Book #12 was The Courage to Teach: Exploring the Inner Landscape of a Teacher's Life, by Parker Palmer. This was one of those books whose time had really come in my life. A good friend is in a study group reading this right now, and after reading the first page he thought, "This sounds like the way Ruth talks about teaching." He promptly sent me the book (for my Kindle, so it really did arrive promptly). Here's how it starts:
"I am a teacher at heart, and there are moments in the classroom when I can hardly hold the joy. When my students and I discover uncharted territory to explore, when the pathway out of a thicket opens up before us, when our experience is illumined by the lightning-life of the mind - then teaching is the finest work I know.
But at other moments, the classroom is so lifeless or painful or confused - and I am so powerless to do anything about it - that my claim to be a teacher seems a transparent sham. Then the enemy is everywhere: in those students from some alien planet, in that subject I thought I knew, and in the personal pathology that keeps me earning my living this way. What a fool I was to imagine that I had mastered this occult art - harder to divine than tea leaves and impossible for mortals to do even passably well!"Yep, that's how I talk about teaching. Some days I love it more than anything else, and other days I hate it with a passion. Some days I feel thrilled and alive in the classroom. Other days I feel like an abject failure. Parker Palmer totally gets it, and he's perhaps the first writer I've read who really does. Frank McCourt comes closest in Teacher Man, which I wrote about a little bit here. But most books about teaching are about technique, rather than about what happens inside you while you teach. Here are the chapter titles: "The Heart of a Teacher: Identity and Integrity in Teaching," "A Culture of Fear: Education and the Disconnected Life," "The Hidden Wholeness: Paradox in Teaching and Learning," "Knowing in Community: Joined by the Grace of Great Things," "Teaching in Community: A Subject-Centered Education," "Learning in Community: The Conversation of Colleagues," and "Divided No More: Teaching from a Heart of Hope." I can imagine some people finding this book too touchy-feely, but for me it was exactly what I needed to read at this point in my teaching and learning life. My favorite parts were when Parker Palmer gave personal examples of what can be an extremely abstract topic. I will be reading this again, and I recommend it to anybody who sometimes talks "the way Ruth does" about teaching.

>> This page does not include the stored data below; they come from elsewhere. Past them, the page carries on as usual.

Issue #1795, opened 2020-12-04
Write a simple handler node


rbehjati:
Similar to what we already have in `fetch`.

PR #1799, opened 2020-12-07
Add empty Treehouse Oak Application

ipetr0v:
Ref https://github.com/project-oak/oak/issues/1795

### DIFF
--- a/experimental/Cargo.lock
+++ b/experimental/Cargo.lock
@@ -2126,6 +2126,20 @@ dependencies = [
 ]
 
 [[package]]
+name = "treehouse"
+version = "0.1.0"
+dependencies = [
+ "anyhow",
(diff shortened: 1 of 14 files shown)


rbehjati:
Since the example is added to `experimental` can we run it using the `run-examples` command? Or it would not be possible to run it with that command anyways?

ipetr0v:
No, only using:
```bash
cargo build --manifest-path=experimental/treehouse/application/module/Cargo.toml
```

ipetr0v:
Ah, no
Looks like `runner` can run it without any changes:
```bash
clear; ./scripts/runner --logs run-examples --example-name=treehouse
```

rbehjati:
Interesting!

PR #1819, opened 2020-12-10
Fix Wasm module reproducibility

ipetr0v:
This change:
- Prevents Docker from depending on the username
- Makes Wasm modules reproducibly buildable inside Docker on different machines (by making rust library paths have the same user)

Fixes https://github.com/project-oak/oak/issues/865

### DIFF
--- a/scripts/docker_build
+++ b/scripts/docker_build
@@ -11,12 +11,10 @@ source "$SCRIPTS_DIR/common"
 # https://github.com/googleapis/google-cloud-cpp/blob/a186208b79d900b4ec71c6f9df3acf7638f01dc6/ci/kokoro/docker/build.sh#L147-L152
 readonly DOCKER_UID="${UID:-0}"
 readonly DOCKER_GID="$(id -g)"
-readonly DOCKER_USER="${USER:-root}"
 
 docker build \
   --cache-from="$DOCKER_IMAGE_NAME:latest" \
   --tag="$DOCKER_IMAGE_NAME:latest" \
-  --build-arg=USERNAME="$DOCKER_USER" \
   --build-arg=USER_UID="$DOCKER_UID" \
   --build-arg=USER_GID="$DOCKER_GID" \
   . 1>&2
--- a/Dockerfile
+++ b/Dockerfile
@@ -281,9 +281,12 @@ RUN make depend && make -j"$(nproc)"&& make install_sw install_ssldirs
 ENV PKG_CONFIG_ALLOW_CROSS 1
 ENV OPENSSL_STATIC 1
 
+# We use the `docker` user in order to maintain library paths on different
+# machines and to make Wasm modules reproducible.
+ARG USERNAME=docker
+
 # Placeholder args that are expected to be passed in at image build time.
 # See https://code.visualstudio.com/docs/remote/containers-advanced#_creating-a-nonroot-user
-ARG USERNAME=user-name-goes-here
 ARG USER_UID=1000
 ARG USER_GID=${USER_UID}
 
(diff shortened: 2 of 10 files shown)


tiziano88:
@ipetr0v if the issue is only on GCB (and not on GH actions) , should we just delete the GCB pipeline? I think keeping only one makes sense long term anyways

tiziano88:
> @ipetr0v if the issue is only on GCB (and not on GH actions) , should we just delete the GCB pipeline? I think keeping only one makes sense long term anyways

@ipetr0v ping

ipetr0v:
It looks like GH actions also hang and don't succeed

ipetr0v:
So, github CI can reproducibly build Wasm modules now.
Turned out that changing Docker users and adjusting file permissions affects github CI, because it doesn't run Docker containers as a `root` but as a `runner` instead.

So in order to have a reproducible CI - we need to drop GCB and only use github CI.

ipetr0v:
But IIUC it's only possible to remove GCB simultaneously for all PRs.

tiziano88:
Is the problem with GCB that it still runs the containers as root?

ipetr0v:
Yes
And making it run as a non-root user still adds permission problems

tiziano88:
> But IIUC it's only possible to remove GCB simultaneously for all PRs.

Yes I can change the repo settings to make the GH actions check mandatory, but it will be a global change.

I think that's fine though, as long as we are fine with GH actions as our primary CI. Is there anything left that is not currently checked on GH actions? I think the git diff stuff may not be there. Is GH actions stable enough, or is it more flaky than GCB, in your experience?

ipetr0v:
> Is GH actions stable enough, or is it more flaky than GCB, in your experience?

To be honest GH actions do seem more flaky than GCB.

tiziano88:
> > Is GH actions stable enough, or is it more flaky than GCB, in your experience?
> 
> To be honest GH actions do seem more flaky than GCB.

it's true, do you have an idea why?

ipetr0v:
Not sure
Sometimes I've seen that it showed `This check failed` without logs.

ipetr0v:
Created a PR that updates github CI to match GCB: https://github.com/project-oak/oak/pull/1888
So we could disable GCB in favor of reproducibility

tiziano88 (approved):

scripts/docker_build
```diff
@@ -11,7 +11,9 @@ source "$SCRIPTS_DIR/common"
 # https://github.com/googleapis/google-cloud-cpp/blob/a186208b79d900b4ec71c6f9df3acf7638f01dc6/ci/kokoro/docker/build.sh#L147-L152
 readonly DOCKER_UID="${UID:-0}"
 readonly DOCKER_GID="$(id -g)"
-readonly DOCKER_USER="${USER:-root}"
+# We use the `oak` Docker user in order to maintain library paths on different
+# machines and to make Wasm modules reproducible.
+readonly DOCKER_USER="oak"
```
tiziano88, line 16: Maybe `'docker'` would be a more common value for the username.

tiziano88 (approved):

scripts/docker_build
tiziano88: In fact, why keep this variable if it's always constant? I think we can remove this and also the corresponding ARG from the Docker image, right?

tiziano88 (approved):

scripts/docker_build
ipetr0v: Agree
But why removing the ARG from Dockerfile? We could just change it to `ARG USERNAME=docker`
https://github.com/project-oak/oak/blob/68b4de822f56b40beab4d498e3a778ff98940191/Dockerfile#L286-L295

tiziano88: Yeah makes sense, it is already used in a couple of places.

ipetr0v: Done

Issue #565, opened 2020-02-06
Implement ECDSA / EdDSA authentication and labelling system


tiziano88:
To replace the current bearer token mechanism.

A possible implementation would be to extend the `GrpcTag` message with a `ecdsa_public_key` field, which clients may use to label data with the literal public key of the intended recipient(s).

https://github.com/project-oak/oak/blob/1528e03883bf23e727f858e1342f335ddf041b06/oak/proto/policy.proto#L44-L57

On the other side, the gRPC pseudo-node would authenticate users by requiring a proof of possession of the corresponding private key, in order to be able to declassify data labelled with a public key.

Note that the private key never leaves the client device, and in fact it may be desirable to perform the signature scheme in hardware (via a TPM or secure element) as much as possible, for production use cases.

Note that we already have a dependency on `boringssl`, so we can leverage that for any crypto-related operations.

Also note that Asylo may support a native way of authenticating users based on PKI at some point, but it's unclear how / when.

For the time being, we may rely on a non-interactive proof of possession of the private key, for instance by having the client sign a server-provided challenge, or, failing that, a fixed value concatenated with a timestamp.

See https://keybase.io/docs/api/1.0/call/login for a vaguely related auth scheme, though it is only for inspiration, I am not suggesting we would be able to depend on it or share any code with it.

tiziano88:
@rbehjati I think this is just a dup / slightly different version (perhaps explained in a slightly more general way) of what you are already working on, could you dedup against the current one, and see if there is anything interesting in addition to what we already have elsewhere? Thanks

rbehjati:
I am closing this, since the challenge-response based authentication (#1357) which is currently under implementation, replaces the bearer token and provides more or less the same functionality described here.

PR #1820, opened 2020-12-10
Remove GrpcTag

rbehjati:
Now that we have the `PublicKeyIdentityTag`, the `GrpcTag`, and hmac bearer token can be removed. 

Ref #565


rbehjati:
I am not quite comfortable with removing all that cpp code. Do we need something similar for `PublicKeyIdentityTag` instead?

oak_abi/proto/label.proto
```diff
@@ -39,7 +39,6 @@ message Label {
 // See https://pdos.csail.mit.edu/papers/flume-sosp07.pdf section 3.1.
 message Tag {
   oneof tag {
-    GrpcTag grpc_tag = 1;
     WebAssemblyModuleTag web_assembly_module_tag = 2;
```
conradgrobler, line 42: It might be worth renumbering these to start at 1, seeing that we don't have any historic stored data that must be parsed. Or alternatively mark 1 as reserved. See https://developers.google.com/protocol-buffers/docs/proto?hl=en#reserved.

conradgrobler (approved):

conradgrobler:
> I am not quite comfortable with removing all that cpp code. Do we need something similar for `PublicKeyIdentityTag` instead?

I think it would be good to add support for the PublicKeyIdentityTag to the common cpp code (label.h and label.cpp) to keep the proto defintions and cpp helpers in sync.

I don't think there is a need to add special handling for public key identity tags in application_client.h.

I also noticed that authorization_bearer_token_metadata.h and authorization_bearer_token_metadata.cc seems to be unused after these changes, so could probably also be deleted.

conradgrobler:
> I don't think there is a need to add special handling for public key identity tags in application_client.h.

Thinking about it a bit more, I guess it would need to provide support for adding the authentication response token as a metadata field as part of the gRPC challenge-response authentication implementation.

oak_abi/src/label/tests.rs
```diff
@@ -57,8 +57,8 @@ fn serialize_deserialize() {
 
 #[test]
 fn label_flow() {
-    let tag_0 = authorization_bearer_token_hmac_tag(&[0, 0, 0]);
-    let tag_1 = authorization_bearer_token_hmac_tag(&[1, 1, 1]);
+    let tag_0 = public_key_identity_tag(vec![0, 0, 0]);
```
tiziano88, line 60: Is there a particular reason why the other fn takes a slice ref, and the new one an actual vec? May be worth changing it to take a ref as well, perhaps in a separate PR, but up to you anyways.

tiziano88 (approved):

rbehjati:
> > I don't think there is a need to add special handling for public key identity tags in application_client.h.
> 
> Thinking about it a bit more, I guess it would need to provide support for adding the authentication response token as a metadata field as part of the gRPC challenge-response authentication implementation.

I tried to add the public-key identity tag. But something is failing. I'll have to look into this later.

rbehjati:
> > I don't think there is a need to add special handling for public key identity tags in application_client.h.
> 
> Thinking about it a bit more, I guess it would need to provide support for adding the authentication response token as a metadata field as part of the gRPC challenge-response authentication implementation.

As discussed, I have created a separate issue for this: #1838

Issue #1776, opened 2020-11-26
Cargo deadlinks version is unpinned in Dockerfile 


ebeasant-arm:
Current x86 Dockerfile does not pin version of deadlines:

RUN cargo install cargo-deadlinks

Current docker image version of deadlinks:
cargo deadlinks --version
0.4.1

Should probably read something like:
ARG deadlinks_version=0.4.1
RUN cargo install --version=${deadlinks_version} cargo-deadlinks

(Note that Version 0.6.1 and above report errors in documentation)

tiziano88:
Good catch, I think we should fix it for the main Dockerfile too:

https://github.com/project-oak/oak/blob/a3e0ea9351967854f3af536f958fe59c46fa9930/Dockerfile#L218-L219

tiziano88:
(sorry, just realised you **were** talking about the main Dockerfile)

PR #1823, opened 2020-12-14
Pin deadlinks version

ipetr0v:
This change pins `cargo deadlinks` version to `0.5.0` in the Dockerfile.

Fixes https://github.com/project-oak/oak/issues/1776

### DIFF
--- a/Dockerfile
+++ b/Dockerfile
@@ -216,7 +216,7 @@ RUN rustup component add \
   rustfmt
 
 # No binary available on Github, have to use cargo install.
-ARG deadlinks_version=0.7.0
+ARG deadlinks_version=0.5.0
 RUN cargo install --version=${deadlinks_version} cargo-deadlinks
 
 # Where to install rust tooling
--- a/Dockerfile
+++ b/Dockerfile
@@ -216,7 +216,8 @@ RUN rustup component add \
   rustfmt
 
 # No binary available on Github, have to use cargo install.
-RUN cargo install cargo-deadlinks
+ARG deadlinks_version=0.7.0
+RUN cargo install --version=${deadlinks_version} cargo-deadlinks
 
 # Where to install rust tooling
 ARG install_dir=${rustup_dir}/bin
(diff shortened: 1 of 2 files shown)


Dockerfile
```diff
@@ -216,7 +216,8 @@ RUN rustup component add \
   rustfmt
 
 # No binary available on Github, have to use cargo install.
-RUN cargo install cargo-deadlinks
+ARG deadlinks_version=0.4.1
```
tiziano88, line 219: Why not use the latest version? https://github.com/deadlinks/cargo-deadlinks/releases/tag/0.7.0

tiziano88 (approved):

Dockerfile
ipetr0v: Updated

ipetr0v: The latest version shows errors in every single file, and it doesn't look like it's a legitimate error:
```
tests ❯ cargo doc ╔════════════════════════
tests ❯ cargo doc ║ ════╡ stdout ╞════
tests ❯ cargo doc ║ Found invalid urls in trusted_database_client_bin/struct.Opt.html:
tests ❯ cargo doc ║ 	Fragment #tymethod.from_clap at trusted_database_client_bin/struct.Opt.html does not exist!
tests ❯ cargo doc ║ Found invalid urls in chat/struct.Router.html:
tests ❯ cargo doc ║ 	Fragment #tymethod.create at chat/struct.Router.html does not exist!
tests ❯ cargo doc ║ 	Fragment #tymethod.handle_command at chat/struct.Router.html does not exist!
tests ❯ cargo doc ║ Found invalid urls in chat/struct.Main.html:
tests ❯ cargo doc ║ 	Fragment #tymethod.handle_command at chat/struct.Main.html does not exist!
tests ❯ cargo doc ║ Found invalid urls in chat/struct.Room.html:
tests ❯ cargo doc ║ 	Fragment #tymethod.invoke at chat/struct.Room.html does not exist!
tests ❯ cargo doc ║ 	Fragment #tymethod.create at chat/struct.Room.html does not exist!
tests ❯ cargo doc ║ Found invalid urls in chat/proto/struct.SendMessageRequest.html:
```

ipetr0v: Will try to check different versions to see, which one starts this.

ipetr0v: Version `0.5.0` is the latest, that works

Book #13 was a reread of a favorite: The Poisonwood Bible, by Barbara Kingsolver. Oh man. This book is so good. It was even better than I remembered. If you haven't read it, you really should. It's the story of an American family - mother, father, four daughters - going to the Congo in 1959. They get caught up in the events on both a national level and a village level. We then get to see the rest of the lives of everyone involved, and how moving to Africa changed them all forever. A classic. I won't give any spoilers, but there's a marriage in this book that is one of my favorites in fiction. And no, it's not Orleanna and Nathan's!
Book #14. Well, you win some, you lose some. Reviews promised me that The Photo Album, by K.B. Dixon, was odd but rewarding. It was definitely odd, and made me laugh from time to time, but I didn't find it especially rewarding.